* **Information shown**:
============

PR #70, opened 2023-06-14
SM-805: Put ApiConfigurations & EncryptionSettings in Client behind RwLock & Arc

coltonhurst:
## Type of change

```
- [ ] Bug fix
- [ ] New feature development
- [x] Tech debt (refactoring, code cleanup, dependency upgrades, etc)
- [ ] Build/deploy pipeline (DevOps)
- [ ] Other
```

## Objective

Make client functions immutable

## Code changes

- **file.ext:** Description of what was changed and why

## Before you submit

- Please add **unit tests** where it makes sense to do so (encouraged but not required)

PR #837, opened 2024-06-12
Make client internally mutable

dani-garcia:
## 📔 Objective

We're having some deadlock problems with the Passkey API by calling certain SDK functions on the `passkey-rs` callbacks. These issues are caused because we're holding a reference to the RwLock during the execution of the Passkey operation and so calling into the SDK from inside that will deadlock.

To solve it we can't just use a lock at the client level, and so we need to move to using interior mutability, I've revived an old PR (#70) where we started doing that.

This PR is split into two commits, for ease of review: 
- [Remove all the muts and locks for uniffi](https://github.com/bitwarden/sdk/commit/c56add5c181ecd6028df3c6710da6327b2ad9166): This removes the use of RwLock in bitwarden-uniffi and the `&mut` references used in the bitwarden Client API. Note that this alone won't compile.
- [Make client internally mutable](https://github.com/bitwarden/sdk/commit/f61d10496ea5724b639ba991a7b953a7852ca34c): Implements RwLocks in Client to make it internally mutable.

Some notes of what the change entails:
- I had to wrap `EncryptionSettings` in a `RwLock<Arc<>>` to get the API working, this is quite unfortunate as it forces us to clone `EncryptionSettings` to modify it when calling `set_org_keys`. We can't wrap the `org_keys` in a `RwLock` as we will get lifetime issues in `get_key`. I think the best solution for this will be the work on creating a Crypto store that only returns opaque key references, so we might want to prioritize that.
- I extracted `external_client` from `ApiConfigurations`, as it's never mutated and it allows us to keep the same API for `get_http_client`

I hate that `Mutex` and `RwLock` return a Result in case they are poisoned, that's never our case and it makes their usage so cumbersome 😢 

Note: I've tried to change the smallest amount of code to make the change, so the secrets manager APIs (and bitwarden-json) are still mutable. If we're okay with these changes I can go back to update those in a separate PR.

## ⏰ Reminders before review

- CI builds passed
  team

## 🦮 Reviewer guidelines

### DIFF
--- a/crates/bitwarden/src/client/client.rs
+++ b/crates/bitwarden/src/client/client.rs
@@ -152,7 +152,7 @@ impl Client {
     }
 
     #[cfg(feature = "internal")]
-    pub fn load_flags(&mut self, flags: std::collections::HashMap<String, bool>) {
+    pub fn load_flags(&self, flags: std::collections::HashMap<String, bool>) {
         self.flags = Flags::load_from_map(flags);
     }
 
@@ -161,7 +161,7 @@ impl Client {
         &self.flags
     }
 
-    pub(crate) async fn get_api_configurations(&mut self) -> &ApiConfigurations {
+    pub(crate) async fn get_api_configurations(&self) -> &ApiConfigurations {
         // At the moment we ignore the error result from the token renewal, if it fails,
         // the token will end up expiring and the next operation is going to fail anyway.
         self.auth().renew_token().await.ok();
@@ -192,19 +192,14 @@ impl Client {
         self.encryption_settings.as_ref().ok_or(VaultLocked.into())
     }
 
-    pub(crate) fn set_login_method(&mut self, login_method: LoginMethod) {
+    pub(crate) fn set_login_method(&self, login_method: LoginMethod) {
         use log::debug;
 
         debug! {"setting login method: {:#?}", login_method}
         self.login_method = Some(login_method);
     }
 
-    pub(crate) fn set_tokens(
-        &mut self,
-        token: String,
-        refresh_token: Option<String>,
-        expires_in: u64,
-    ) {
+    pub(crate) fn set_tokens(&self, token: String, refresh_token: Option<String>, expires_in: u64) {
         self.token = Some(token.clone());
         self.refresh_token = refresh_token;
         self.token_expires_on = Some(Utc::now().timestamp() + expires_in as i64);
@@ -219,7 +214,7 @@ impl Client {
 
     #[cfg(feature = "internal")]
     pub(crate) fn initialize_user_crypto_master_key(
-        &mut self,
+        &self,
         master_key: MasterKey,
         user_key: EncString,
         private_key: EncString,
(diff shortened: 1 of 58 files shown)


crates/bitwarden/src/secrets_manager/secrets/update.rs
```diff
@@ -44,5 +44,5 @@ pub(crate) async fn update_secret(
 
     let enc = client.get_encryption_settings()?;
```
Hinton, line 45: I think we can reuse the same encryption setting as above?

crates/bitwarden/src/secrets_manager/secrets/create.rs
```diff
@@ -48,5 +48,5 @@ pub(crate) async fn create_secret(
 
     let enc = client.get_encryption_settings()?;
```
Hinton, line 49: I think we can reuse the same encryption setting above?

crates/bitwarden/src/secrets_manager/projects/update.rs
```diff
@@ -39,5 +39,5 @@ pub(crate) async fn update_project(
 
     let enc = client.get_encryption_settings()?;
```
Hinton, line 40: I think we can reuse the same `enc` as above?

crates/bitwarden/src/secrets_manager/projects/create.rs
```diff
@@ -40,5 +40,5 @@ pub(crate) async fn create_project(
 
     let enc = client.get_encryption_settings()?;
```
Hinton, line 41: I think we can reuse the same `enc` as above?

crates/bitwarden/src/mobile/tool/client_sends.rs
```diff
@@ -75,11 +75,8 @@ impl<'a> ClientSends<'a> {
...
-        let key = self
-            .client
-            .get_encryption_settings()?
-            .get_key(&None)
-            .ok_or(VaultLocked)?;
+        let enc = self.client.get_encryption_settings()?;
+        let key = enc.get_key(&None).ok_or(VaultLocked)?;
         let key = Send::get_key(&send.key, key)?;
 
         let enc = buffer.encrypt_with_key(&key)?;
```
Hinton, line 82: Should we rename this now that `enc` exists above but is a different type.

crates/bitwarden/src/client/client.rs
```diff
@@ -69,20 +69,24 @@ pub(crate) enum ServiceAccountLoginMethod {
 /// The main struct to interact with the Bitwarden SDK.
 #[derive(Debug)]
 pub struct Client {
-    token: Option<String>,
-    pub(crate) refresh_token: Option<String>,
-    pub(crate) token_expires_on: Option<i64>,
-    pub(crate) login_method: Option<LoginMethod>,
+    token: RwLock<Option<String>>,
+    pub(crate) refresh_token: RwLock<Option<String>>,
+    pub(crate) token_expires_on: RwLock<Option<i64>>,
```
Hinton, line 74: I wonder if we should find some way to group these together. You shouldn't be able to write to just one of these.

dani-garcia: Yeah, that's true, I extracted them to a tokens struct, which at least simplifies a bit all the locking and unlocking.

crates/bitwarden/src/mobile/tool/client_sends.rs
dani-garcia: Good point, changed

Hinton (approved):

PR #891, opened 2024-07-09
Use oslogger for macOS logging

coroiu:
## 📔 Objective

Xcode doesn't seem to be able to pick up `stdio` logs from secondary processes like autofill extensions. This PR switches to using native iOS logging which Xcode supports.

## 📸 Screenshots

image

## ⏰ Reminders before review

- CI builds passed
  team

## 🦮 Reviewer guidelines

### DIFF
--- a/crates/bitwarden-uniffi/src/lib.rs
+++ b/crates/bitwarden-uniffi/src/lib.rs
@@ -75,9 +75,14 @@ impl Client {
 }
 
 fn init_logger() {
-    #[cfg(not(target_os = "android"))]
+    #[cfg(not(any(target_os = "android", target_os = "ios")))]
     let _ = env_logger::Builder::from_env(env_logger::Env::default().default_filter_or("info"))
         .try_init();
+
+    #[cfg(target_os = "ios")]
+    let _ = oslog::OsLogger::new("com.8bit.bitwarden")
+        .level_filter(log::LevelFilter::Info)
+        .init();
 
     #[cfg(target_os = "android")]
     android_logger::init_once(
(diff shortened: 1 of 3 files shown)


crates/bitwarden-uniffi/src/lib.rs
```diff
@@ -75,10 +75,15 @@ impl Client {
 }
 
 fn init_logger() {
-    #[cfg(not(target_os = "android"))]
+    #[cfg(not(any(target_os = "android", target_os = "ios")))]
     let _ = env_logger::Builder::from_env(env_logger::Env::default().default_filter_or("info"))
         .try_init();
 
+    #[cfg(target_os = "ios")]
+    let _ = oslog::OsLogger::new("com.8bit.bitwarden")
```
dani-garcia, line 83: :question: Does this need to match the app identifier? Would it be more helpful to use a separate one to differentiate between app logs and SDK logs?

dani-garcia (approved):

crates/bitwarden-uniffi/src/lib.rs
coroiu: Oh I have no idea, good question. I don't think it matters much. Here is the difference when outputing all metadata

image

Do you have any good suggestions?

dani-garcia: Hmm I guess it doesn't matter much seeing those logs, the error is already printing `bitwarden_fido::crypto`, which I think is good enough to identify SDK calls.

We can leave it as is then.

PR #892, opened 2024-07-09
Fix unreadable passkeys

coroiu:
## 📔 Objective

This PR contains 3 bug fixes

- The PKCS8 key decode function wasn’t actually trying to read the key as PKCS8 
- The SDK decrypted `key_value` and `user_handle` straight to an array buffer, but these fields are actually first encoded as b64 and then encrypted
- The Attestation result tried to use `attestation_data.credential_id`  to return a `credential_id`, but attestation data is not present during an assertion

## ⏰ Reminders before review

- CI builds passed
  team

## 🦮 Reviewer guidelines


crates/bitwarden-fido/src/authenticator.rs
```diff
@@ -229,12 +229,8 @@ impl<'a> Fido2Authenticator<'a> {
...
 
         let authenticator_data = response.auth_data.to_vec();
-        let credential_id = response
-            .auth_data
-            .attested_credential_data
-            .ok_or(GetAssertionError::MissingAttestedCredentialData)?
-            .credential_id()
-            .to_vec();
+        let credential_id =
+            string_to_guid_bytes(&self.get_selected_credential()?.credential.credential_id)?;
```
dani-garcia, line 233: We should probably extract the call to `get_selected_credential()` to a separate variable, so we don't have to call it twice (once here and another when setting `selected_credential` on line 244)

crates/bitwarden-fido/src/lib.rs
```diff
@@ -102,14 +105,21 @@ impl TryFrom<CipherViewContainer> for Passkey {
 fn try_from_credential_full_view(value: Fido2CredentialFullView) -> Result<Passkey, Fido2Error> {
     let counter: u32 = value.counter.parse().expect("Invalid counter");
     let counter = (counter != 0).then_some(counter);
+    log::info!("Converting Credential to Passkey: {:?}", value);
+    let key_value = URL_SAFE_NO_PAD.decode(value.key_value)?;
+    let user_handle = value
+        .user_handle
+        .map(|u| URL_SAFE_NO_PAD.decode(u))
+        .transpose()?;
+    log::info!("Key value: {:?}", key_value);
```
dani-garcia, line 114: I think we should be careful about logging key values, or at least use `log::debug!` or `log::trace!`, which should not print on release builds by default.

coroiu: Oooooooooooff I completely missed this, it was a debug log and I definitely did not intend on this being logged. Thanks for the save!

crates/bitwarden-fido/src/authenticator.rs
coroiu: Fixed!

crates/bitwarden-fido/src/lib.rs
coroiu: Removed!

dani-garcia (approved):

PR #59, opened 2023-04-06
feat(live-preview): support for assets [TOL-1055]

chrishelgert:


src/live-updates.ts
```diff
@@ -95,19 +98,95 @@ export class LiveUpdates {
   // TODO: we currently expect the provided data to have the sys.id directly, but it could be also nested
   // { items: [{ sys: { id }, ... }] }
   // do we support this case or should it be provided like that: [{ sys: { id } }]
-  private mergeEntity(data: MergeEntityProps): Entity {
-    if ('__typename' in data.dataFromPreviewApp) {
-      return this.mergeGraphQL(data);
+  // once there is a match, update the match with either the GQL or REST fn
+  // only call the `cb` if there was an update
+  private mergeNestedReference(
```
chrishelgert, line 103: this needs cleanup 🤯

src/rest/entries.ts
```diff
@@ -26,47 +34,4 @@ const mergeFields = (
   }
 
   return mergedObj;
-};
-
-function updateNestedRef(
```
chrishelgert, line 31: Is now part of the live-updates so we've to maintain it only once

src/graphql/assets.ts
```diff
@@ -44,19 +10,29 @@ const AssetContentType = {
  * @param asset CMA Asset object containing the update
  * @param locale locale code
  */
-export function updateAsset(
-  data: Entity & { sys: SysProps },
+export function updateAsset<T extends (Entity & { sys: SysProps }) | EntryProps>(
+  data: T,
```
YvesRijckaert, line 14:
```suggestion
  dataFromPreviewApp: T,
```

src/graphql/assets.ts
```diff
@@ -44,19 +10,29 @@ const AssetContentType = {
...
   update: AssetProps,
```
YvesRijckaert, line 15:
```suggestion
  updateFromEntryEditor: AssetProps,
```

src/graphql/assets.ts
YvesRijckaert: I find the naming here a bit more clear, it's also in line with the other naming in the other files

YvesRijckaert (approved):
Looking good!

src/graphql/assets.ts
chrishelgert: yes you're right, oversaw that it has still the old names 🙈

package.json
```diff
@@ -66,6 +65,7 @@
     "@types/react-dom": "^18.0.10",
     "@vitejs/plugin-react-swc": "^3.0.0",
     "commitizen": "4.3.0",
+    "contentful-management": "^10.30.1",
```
aodhagan-cf, line 68: just a dev dep because we just use the types right?

package.json
```diff
@@ -52,7 +52,6 @@
   },
   "homepage": "https://github.com/contentful/live-preview#readme",
   "dependencies": {
-    "contentful-management": "^10.30.1",
```
chrishelgert, line 55: We only need the types, no need for customers to install it :)

src/graphql/__tests__/asset.test.ts
```diff
@@ -0,0 +1,7 @@
+import { describe, it } from 'vitest';
+
+describe('Update GraphQL Assets', () => {
+  it('merges the data together and resolves the nested information', () => {
```
aodhagan-cf, line 4: Maybe a skip on the non-implemented tests?

aodhagan-cf: actually if you are doing them tomorrow no worries

src/graphql/assets.ts
```diff
@@ -1,62 +1,37 @@
...
+      ...dataFromPreviewApp,
+      // GraphQL flattens some information
+      // and as the live updates are coming from the CMA, we need to transform them
+      title: updateFromEntryEditor.fields.title[locale],
+      description: updateFromEntryEditor.fields.description?.[locale],
+      contentType: file.contentType,
+      width: file.details?.image.width,
+      height: file.details?.image.height,
+      // GraphQL returns the URL with protocol and the CMA without it, so we need to add the information in there manually
+      url: file.url ? (file.url?.startsWith('https:') ? file.url : `https:${file.url}`) : undefined,
```
aodhagan-cf, line 31: Could maybe extract this to a util function

```
function updateProtocolToHttps(urlString: string | undefined): string | undefined {
  if (typeof urlString !== 'string') {
    return urlString;
  }

  try {
    const url = new URL(urlString);
    url.protocol = 'https:';
    return url.href;
  } catch (error) {
    console.error(`Error updating protocol to https: ${error}`);
    return urlString;
  }
}
```

src/graphql/entries.ts
```diff
@@ -83,19 +85,76 @@ function getContentTypenameFromEntityReferenceMap(
...
     if (entity) {
-      const contentTypeId = entity.sys.contentType?.sys.id;
+      const contentTypeId = entity.sys.contentType.sys.id;
       const typename = contentTypeId.charAt(0).toUpperCase() + contentTypeId.slice(1);
       return typename;
     }
   }
 }
 
+const ASSET_TYPENAME = 'Asset';
```
aodhagan-cf, line 95: This to me feels like it could live in a `graphql/types.ts` file

src/live-updates.ts
```diff
@@ -33,81 +43,129 @@ export class LiveUpdates {
...
-      //@ts-expect-error -- ..
-      cachedData,
-      updateFromEntryEditor,
-      locale,
-      entityReferenceMap
-    );
-
-    // Cache the updated data for future updates
-    this.storage.set(entryId, updatedData);
+    if (this.isEntryOrAsset(dataFromPreviewApp)) {
```
aodhagan-cf, line 77: `isEntity`?

src/live-updates.ts
```diff
@@ -33,81 +43,129 @@ export class LiveUpdates {
...
+      // REST
+      return {
+        data: rest.updateEntry(
```
aodhagan-cf, line 80: should this be `updateEntity`?

src/graphql/assets.ts
chrishelgert: Needed to adjust it, as `new URL('//images.ctfassets.net/')` is invalid, it needs the protocol :(

src/graphql/entries.ts
chrishelgert: added it behind a debug flat, that the customer can enable 👍

src/helpers/utils.ts
```diff
@@ -82,3 +83,42 @@ export class StorageMap<T extends unknown> {
...
+ * Hint: It uses the structuredClone which is only available in modern browsers,
+ * for older one it uses the JSON.parse(JSON.strinfify) hack.
+ */
+export function clone<T extends Record<string, unknown> | Array<unknown>>(incoming: T): T {
+  if (typeof structuredClone === 'function') {
+    return structuredClone(incoming);
+  }
+
+  try {
+    return JSON.parse(JSON.stringify(incoming));
```
aodhagan-cf, line 119: I think this will break if we have a Map in the object, you okay with that?

aodhagan-cf: I think it's fine for our update use case, just calling it out

src/helpers/utils.ts
```diff
@@ -82,3 +83,42 @@ export class StorageMap<T extends unknown> {
...
+ */
+export function setProtocolToHttps(url: string | undefined): string | undefined {
+  if (!url) {
+    return url;
+  }
+
+  try {
+    // new URL('//images.ctfassets.net') is invalid, therefore we add it with protocol as `base`.
+    // This will merge it then correct together
+    const parsed = new URL(url, 'https://images.ctfassets.net');
```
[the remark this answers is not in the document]
chrishelgert: If you use `new URL` you can define a base domain as second argument (necessary for relative paths).
If the provided url starts with `//` the function will think it is relative and uses the base and then merges them together.
Without the `base domain`, new URL is not able to handle `//images.ctfassets.net` :(

src/helpers/utils.ts
chrishelgert: Yeah it's already the fallback, modern browsers (that support map) should also have this `structuredClone` function which is a native deep merge fn.
If that should not work, we try it with `JSON.parse(JSON.stringify)` thing, and otherwise we will work with the incoming one as laaaast fallback

src/types.ts
```diff
@@ -14,16 +15,29 @@ export const enum TagAttributes {
...
 }
 
+export type Entity = Record<string, unknown>;
+export interface EntityWithSys extends Entity {
+  sys: SysProps;
+  __typename?: string;
+}
+
+export function hasSysInformation(entity: unknown): entity is EntityWithSys {
+  return !!(
```
aodhagan-cf, line 30: `entity && typeof entity === 'object' && entity.satisfies((e) => 'sys' in e && e.sys.id);`

Just showing, no need to change

aodhagan-cf: I wonder would `!!entity?.satisfies((e) => 'sys' in e && e.sys.id)` even work?

src/rest/entries.ts
```diff
@@ -58,15 +24,23 @@ function updateNestedRef(
...
-  } else {
-    return updateNestedRef(contentType.fields, dataFromPreviewApp, updateFromEntryEditor, locale);
+): EntryProps {
+  for (const field of contentType.fields) {
+    const name = getFieldName(contentType, field);
+
+    if (isPrimitiveField(field) || field.type === 'RichText' || field.type === 'File') {
+      updatePrimitiveField(dataFromPreviewApp.fields, updateFromEntryEditor, name, locale);
+    } else if (field.type === 'Link') {
+      // update single ref field
```
aodhagan-cf, line 39: What's happening here? are these TODOs?

chrishelgert: yes it's this story: https://contentful.atlassian.net/browse/TOL-1025
(Was already this comment before, the position has only changed)

src/live-updates.ts
```diff
@@ -33,81 +43,129 @@ export class LiveUpdates {
...
+   * caches the result if cache is enabled and the entity has a `sys.id`.
+   * Caching should not be enabled for every entry,
+   * because nested references could be merged differently together and this could solve to data loss.
+   */
+  private mergeNestedReference(
+    { dataFromPreviewApp, ...params }: MergeEntityProps,
+    useCache: boolean
+  ): { data: Entity; updated: boolean } {
+    const dataFromPreviewappId = hasSysInformation(dataFromPreviewApp) && dataFromPreviewApp.sys.id;
+    const isCacheable = useCache && dataFromPreviewappId;
```
aodhagan-cf, line 105: nit: what if the sys id is 0?

chrishelgert: Our ID's are always strings :)

aodhagan-cf (approved):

============

Lines above that include the string "updateNestedRef" need to be copied.

* **Answer for this exercise**:
-function updateNestedRef(
@@ -58,15 +24,23 @@ function updateNestedRef(
-    return updateNestedRef(contentType.fields, dataFromPreviewApp, updateFromEntryEditor, locale);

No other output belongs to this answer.